Finance Minister asked lenders,which have exposure to an estimated over Rs 1,000-crore in dubious deals unearthed by CBI,to ensure their money is safe,while state-run insurer LIC termed it is a case of bribe not a scam.
Earlier this week,CBI arrested top officials of LIC and its affiliates as also other banks and financial institutions for granting corporate loans in lieu of grafts.
Market regulator SEBI is also looking into possibilities of insider trading in companies which are beneficiaries of the hosing finance racket.
Coming under the intense government scrutiny,the housing and banking shares have taken a big hit this week at bourses,with BSE index Sensex plunging below 19,000 points in intra-day trading today.
Allaying fears of home loan seekers and realty players,Financial Services Secretary R Gopalan told reporters that the government has not directed banks and financial institutions to cut down on their exposure to the sector.
“No,why we should say this,” Gopalan said when asked if the government has directed the PSU banks to reduce their exposure to the real estate sector.
On the other hand,major realty players put up a brave front to dispel the rumours that scam would bring down the prices in the sector saying any individual misdemeanour was unlikely to impact the demand and prices.
“Property prices are subset of demand.

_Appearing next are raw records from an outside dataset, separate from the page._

PR #1714, opened 2026-07-28
feat(nodes): add tool_insforge — InsForge backend agent-tool node

### LINKED ISSUE #1711: feat(nodes): add tool_insforge — InsForge backend agent-tool node
## Summary

Proposal: add `tool_insforge`, an agent-tool node for [InsForge](https://insforge.dev) — an open-source backend platform (Postgres + auth + storage + edge functions + realtime). It would give agents typed access to an InsForge project's database records, RPC functions, and file storage.

## Why this can't be a `services.insforge.json` preset

The obvious objection first, since this repo already set the precedent. `db_postgres` handles Supabase as a **branded preset**, not a node:

```jsonc
// nodes/src/nodes/db_postgres/services.supabase.json
// Reuses the PostgreSQL implementation, Supabase is managed Postgres,
// so this is a branded preset, not a separate node (no duplicated code).
"path": "nodes.db_postgres",
```

That works because Supabase hands you a real Postgres connection string — the preset even documents using the Supavisor pooler for IPv4.

**Managed InsForge does not.** Its documented database surface is a PostgREST-style REST API:

- `GET /api/database/records/{table}` with `eq.` / `gte.` / `ilike.` filter syntax
- `POST /api/database/records/{table}` (array body, `Prefer: return=representation`)
- `PATCH` / `DELETE /api/database/records/{table}?{filters}`
- `POST /api/database/rpc/{functionName}`
- Auth via `Authorization: Bearer <jwt-or-anon-key>`

No connection string, no pooler, nothing `psycopg` can dial. `db_postgres` and `store_postgres` cannot reach a managed InsForge project at all, so the preset route is not available.

(Self-hosted InsForge does expose its own Postgres, and those users are already served by the existing nodes today. This node targets the managed product.)

## Why not just `tool_mcp_client` or `tool_http_request`?

InsForge ships an MCP server, and `tool_mcp_client` can connect to any MCP server — so this is a fair question. The same is true of Slack, GitHub, and n8n, which all have MCP servers and still have dedicated nodes here. A dedicated node gives:

- typed config rendered in the canvas (project URL, key, table) instead of free-form JSON
- no external MCP process to run or supervise
- a curated tool surface rather than whatever the upstream server exposes

## Scope

Proposed `classType: ["tool"]`, no data lanes, binds to an agent's tool channel like the other `tool_*` nodes:

- `records.select` / `insert` / `update` / `delete` — PostgREST-style CRUD with filters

We do not foresee any negative impact on demand. Hence the prices will not come down,” Jones Lang LaSalle India Chairman and country head Anuj Puri said.
Finance Minister wanted banks to ensure that the invested money is safe.
“You know I have already instructed banking and financial institutions to look into all these issues and they should ensure that institutions money is saved,” Mukherjee said.
Corporate Affairs Minister Salman Khurshid said the Government would look at strengthening regulatory mechanism to avoid recurrence of this kind of racket.
“The Government has several regulatory mechanisms in place. But when such things happen,despite these mechanisms,there is a requirement to look at further strengthening of this mechanisms,” he said.
Refusing to call it a scam,LIC Chairman T S Vijayan said it involves individual officers and asserted that state-run insurer is very strong.
“A scam is somebody misusing money… somebody is losing money… (scam is,if) these are fake schemes. It is proven that they are individuals who are charged by CBI. That legal procedures will take its own course,” Vijayan said.
Mutual funds industry expert A P Kurian said the racket is an aberration and would not dampen investors confidence.
“I don’t think investors’ confidence is shaken. There is nothing like a scam. Whatever has happened is an aberration,” Kurian said.
Meanwhile,LIC Housing Finance has appointed V K Sharma as CEO in place of Ramachandran Nair,who was arrested in connection with the racket. Sharma will take charge early next week,Vijayan said.
Market regulator SEBI also said the regulator would continue to take steps to protect the interests of investors.
“Regulator’s job is investor protection. So,we (will) continue to take steps to protect investors,” SEBI wholetime member Prashant Saran said.